◆ **EXERCISE INPUTS**
PR #6109, opened 2017-07-14
Remove the trade-tariff related entries from Procfile

cbaines:
These are no longer relevant, since trade-tariff is not managed
through govuk-puppet.

### DIFF
--- a/development-vm/Procfile
+++ b/development-vm/Procfile
@@ -14,8 +14,6 @@ static:                govuk_setenv static                ./run_in.sh ../../stat
 licencefinder:         govuk_setenv licencefinder         ./run_in.sh ../../licence-finder bundle exec rails server -p 3014
 # migratorator used port 3015
 signon:                govuk_setenv signon                ./run_in.sh ../../signon         bundle exec rails server -p 3016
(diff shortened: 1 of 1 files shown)


tijmenb:
We've always kept the ports in this file (as per https://docs.publishing.service.gov.uk/manual/retiring-an-application.html#10-update-development-scripts), although I'm not 100% sure why. Could we remove all the comments?

cbaines:
> We've always kept the ports in this file (as per https://docs.publishing.service.gov.uk/manual/retiring-an-application.html#10-update-development-scripts), although I'm not 100% sure why. Could we remove all the comments?

Ah ok. I've got no idea why it would be useful to keep them around, but I also don't use the Procfile and related utilities. I'll leave this open for now to see if someone comes along and points out why this is the wrong thing to do.

cbaines:
Ruben mentioned on slack about problems with running retired apps locally, if the port numbers are reused. This seems reasonable to me, so I've created a patch adding this to the docs [1], and I'll close this now.

1: https://github.com/alphagov/govuk-developer-docs/pull/334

◆ **HOW TO COMPLETE THIS TASK**
Each line from the one containing "server -p 3016" through the last line of the material must be restated word for word, with no other text.

◆ **SOLVED PROBLEM**
 signon:                govuk_setenv signon                ./run_in.sh ../../signon         bundle exec rails server -p 3016
(diff shortened: 1 of 1 files shown)


tijmenb:
We've always kept the ports in this file (as per https://docs.publishing.service.gov.uk/manual/retiring-an-application.html#10-update-development-scripts), although I'm not 100% sure why. Could we remove all the comments?

cbaines:
> We've always kept the ports in this file (as per https://docs.publishing.service.gov.uk/manual/retiring-an-application.html#10-update-development-scripts), although I'm not 100% sure why. Could we remove all the comments?

Ah ok. I've got no idea why it would be useful to keep them around, but I also don't use the Procfile and related utilities. I'll leave this open for now to see if someone comes along and points out why this is the wrong thing to do.

cbaines:
Ruben mentioned on slack about problems with running retired apps locally, if the port numbers are reused. This seems reasonable to me, so I've created a patch adding this to the docs [1], and I'll close this now.

1: https://github.com/alphagov/govuk-developer-docs/pull/334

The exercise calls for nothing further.